After our arrival, we had a few minutes for a bathroom break and I was a little distracted by a hot chocolate shop nearby. I had been at this very spot once with another group of pilgrims - a memory of fun and laughter that I wanted to re-live. But like most beautiful moments of grace… they never come the same way twice.  Indeed, as I approach the shop to get my hot cocoa, an upset pilgrim approached me for help.  

With a sense of urgency in her voice, she explained that there was a man dead in the public bathroom. No one knew what to do. I am embarrassed to admit that I was annoyed at first — this was not according to plan. All I wanted was to indulge an old memory. This was the opposite of that. 

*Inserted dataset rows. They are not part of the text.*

Issue #887, opened 2021-01-20
split packages in spring-cloud-commons prevents usage of java modules when reactor core is used


amtineo:
**Describe the bug**
When using the java module system, there are split packages between the **reactor core** library and **spring-cloud-commons**. This prevents the system from loading the modules since it violates the package rule. 

The following error is thrown when attempting to start a spring boot application:

 ```
Error occurred during initialization of boot layer
java.lang.module.ResolutionException: Modules reactor.core and spring.cloud.commons export package reactor.core.publisher to module spring.boot.starter.actuator
```
**Sample**
Create a project with the following dependencies:

```
<dependency>
    <groupId>org.springframework.boot</groupId>
    <artifactId>spring-boot-starter-actuator</artifactId>
</dependency>
<dependency>
    <groupId>org.springframework.boot</groupId>
    <artifactId>spring-boot-starer-web</artifactId>
</dependency>
<dependency>
    <groupId>org.springframework.cloud</groupId>
    <artifactId>spring-cloud-starter-cloud-discovery</artifactId>
</dependency>
<dependency>
    <groupId>io.projectreactor</groupId>
    <artifactId>reactor-core</artifactId>
    <version>3.4.2</version>
</dependency>
```
Define the required modules in `module-info.java`:
```
requires spring.web;
requires spring.boot;
requires spring.boot.autoconfigure;
requires spring.boot.starter.web;
requires spring.boot.starter.tomcat;
requires spring.boot.starter.actuator;
requires org.apache.tomcat.embed.core;
requires org.apache.tomcat.embed.websocket;
requires com.fasterxml.jackson.databind;

requires reactor.core;

exports my.personal.beans;

opens my.personal.beans to spring.core;
```

Possible solution:

Rename the package `reactor.core.publisher` from `spring-cloud-commons` so it doesn't conflict with the same package name found in the `reactor core` library

spencergibb:
Unfortunately, it uses package protected class is `reactor.core.publisher`.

Reluctantly, I let the pilgrim lead me to a steal public restroom with automatic doors and locks. Lying on the floor was a young man. I asked another pilgrim to fetch our doctor and asked the lady at the chocolate shop to call an ambulance. Then while I waited, I heard the voice of my own conscience - it was not enough to ask others, I needed to do something myself. But I did not want to… I was afraid of what I might find. Prodded by an insistent pilgrim, I finally succumbed to that still small voice in my heart.  What I experienced was a powerful grace that has stayed with me ever since. As I prayed over the few minutes of my visit, the words of a poem emerged and it is these that I would like to share with you now:

On Him, the Door I Shut
(A Pilgrim on the Streets of Burgos)

A break for toilette, for chocolate, for “Time was tight”
In Cathedral’s shadow, I fell upon that victim’s plight
There, my selfishness recoiled before Mercy’s might.

On the ground, a naked stranger lays fetal
skin white, floor plastic and cold metal
blood bright, feces dark, under heroine lethal

Pilgrims, helpful, call aghast
Shopkeeper annoyed, excited, on phone harassed
Onlookers, indifferent, quickly passed

That sepulcher, there both shame and glory meet -
Heart lost in revulsion, righteous excuse, readied retreat
At that restroom door, prayer and pilgrims but stayed my feet

Like a corpse it lay, a youth, the image of my son
In stench fluid’s filth, needle, darkness, spoon 
No pulse, but warm, with opened wound

To our Lord, heartfelt but pathetic prayer
Then he twitched, stirred, and pulsed bare-
Ly, boom, boom, boom, as I exit to siren’s blare

Steal on steal and electric lock
Anxious tolls of ancient clock
In Burgos as in L.A., my thoughts just empty talk

On Him, the door I shut,
whose silent glories cut
short, my cold indifference.


For me, the distress of an unknown stranger became a moment of grace. In a single moment, I saw this young person as my son and at the same time as my Lord. In that encounter, I was put face to face with my mediocrity and the moral standard of the Gospel of Christ. For a moment, I glimpsed the mystery of the Father’s love of His Son in the Holy Sepulcher, and God’s desire to raise each of us up out of the filth of our lives. I tasted, for an instant, a love that is stronger than death and the mercy that circumscribes our misery. Such moments ought to live in the heart of apostolic activity, and they ought to feed our prayer. Otherwise, we remain but prisoners of the projects of our self-indulgent piety — save for the fact that the Lord never fails to come to us, even though in disguise.